KKTC’de Sistemli Kazıların Yapılması Sağlanmalı
KKTC’de her şeyin zor olduğu gibi sistemli ve düzgün kazılar yapmak da çok zor. Kıbrıslı Rumların lobi çalışmaları da burada etkili oluyor. Her konuda olduğu gibi tanınmamamız arkeoloji alanında da sorun yaratıyor. Edizer de bu konuda bizimle hemfikir.

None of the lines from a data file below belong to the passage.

PR #26726, opened 2025-10-13
[Feature] Change vllm.py with pydantic validation

VladOS95-cyber:
## Purpose
## Test Result

---
<details>

</details>

### DIFF
--- a/vllm/config/vllm.py
+++ b/vllm/config/vllm.py
@@ -151,17 +151,16 @@ class VllmConfig:
     @model_validator(mode="after")
     def validate_all2all_backend_for_dbo(self) -> Self:
         if self.parallel_config.enable_dbo:
-            a2a_backend = envs.VLLM_ALL2ALL_BACKEND
+            a2a_backend = self.parallel_config.all2all_backend
             allowed = {"deepep_low_latency", "deepep_high_throughput"}
 
             if a2a_backend not in allowed:
                 raise ValueError(
-                    "Microbatching currently only supports the 'deepep_low_latency' "
-                    "and 'deepep_high_throughput' all2all backends. "
-                    f"Got '{a2a_backend}'.\n"
-                    "To fix this, set the environment variable:\n"
-                    "  export VLLM_ALL2ALL_BACKEND=deepep_low_latency\n"
-                    "and install the DeepEP kernels."
+                    "Microbatching currently only supports the deepep_low_latency and "
+                    f"deepep_high_throughput all2all backend. {a2a_backend} is not "
+                    "supported. To fix use --all2all-backend=deepep_low_latency or "
+                    "--all2all-backend=deepep_high_throughput and install the DeepEP"
+                    " kernels."
                 )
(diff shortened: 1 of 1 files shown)


vllm/config/vllm.py
```diff
@@ -55,33 +56,31 @@ class VllmConfig:
     simplifies passing around the distinct configurations in the codebase.
     """
 
-    # TODO: use default_factory once default constructing ModelConfig doesn't
-    # try to download a model
-    model_config: ModelConfig = None  # type: ignore
```
VladOS95-cyber, line 60: Hey @hmellor, I am not sure about this one but I did not find in the ModelConfig where the model is downloaded, probably I just missed that

vllm/config/vllm.py
```diff
@@ -55,33 +56,31 @@ class VllmConfig:
...
+    device_config: DeviceConfig = Field(default_factory=DeviceConfig)
     """Device configuration."""
-    load_config: LoadConfig = field(default_factory=LoadConfig)
+    load_config: LoadConfig = Field(default_factory=LoadConfig)
     """Load configuration."""
-    lora_config: LoRAConfig | None = None
+    lora_config: LoRAConfig | None = Field(default=None)
     """LoRA configuration."""
-    speculative_config: SpeculativeConfig | None = None
+    speculative_config: SpeculativeConfig | None = Field(default=None)
```
hmellor: We don't need to start using `Field` if it's not necessary (there are other places we could revert this too)

vllm/config/vllm.py
hmellor: It's possible that this is fixed now. The issue was that if you instantiated `ModelConfig()` it would start downloading the default model

hmellor: Looks like the docs build has given us the answer https://app.readthedocs.org/projects/vllm/builds/29935677/, it's trying to access the HF Hub repo. We should leave this as `None`. But you can do so using `Field(default=None)` and remove the `type: ignore` (Pydantic doesn't validate derfault values of `Field`s by default)

hmellor: Can you add the comment back explaining why it's `None`?

vllm/config/vllm.py
```diff
@@ -103,11 +101,11 @@ class VllmConfig:
     # some opaque config, only used to provide additional information
     # for the hash computation, mainly used for testing, debugging or out of
     # tree config registration.
-    additional_config: dict | SupportsHash = field(default_factory=dict)
+    additional_config: dict | SupportsHash = Field(default_factory=dict)
     """Additional config for specified platform. Different platforms may
     support different configs. Make sure the configs are valid for the platform
     you are using. Contents must be hashable."""
-    instance_id: str = ""
+    instance_id: str = Field(default="")
```
hmellor:
```suggestion
    instance_id: str = ""
```

hmellor (approved):
LGTM! Thanks for taking the time to see how we could improve this.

Geçmişte ülke topraklarından çıkarılan pek çok eser yurt dışında sergileniyor. Lambousa’dan çıkarılan eserler de İngiltere, Fransa, Amerika ve Güney Kıbrıs’ta sergileniyor. Oysa UNESCO tarafından Dünya Kültür Mirası yasalarına göre tarihi eserler nerede çıkarıldıysa orada sergilenmeli. Ancak bu kural bizim için geçerli değil. Yıllardır arkeoloji müzesi için uğraş veriyoruz. Bu büyük eksikliktir. Depolarda bekleyen binlerce arkeolojik eserimiz var. Lefkoşa’ya yapılacak büyük bir arkeoloji müzesi hem adamıza gelecek olan turistlerin ilgisini çekecek hem de yıllardır depolarda bekleyen tarihi eserleri meraklılarının ziyaretine açacaktır. Üzülerek söylüyorum ki ülkedeki tek arkeoloji fakültesi de kapatıldı. Zaten mezun olan meslektaşlarım farklı alanlarda çalışmak zorunda kaldı. 2000 yılından bu yana arkeolog kadrosuna ihtiyaç duyulmasına rağmen istihdam yapılamıyor. Arkeoloji laboratuarı için gerekli tüm alt yapı mevcutken çalışacak uzman arkeolog bulunamıyor. En erken zamanda sağlanacak finansmanlarla Eski Eserler Dairesini güçlendirip gerek arkeolojik kazılar gerekse de var olan kültürel mirasların restorasyonu için kaynak sağlanmalı, ülke turizmine katkı konmalıdır.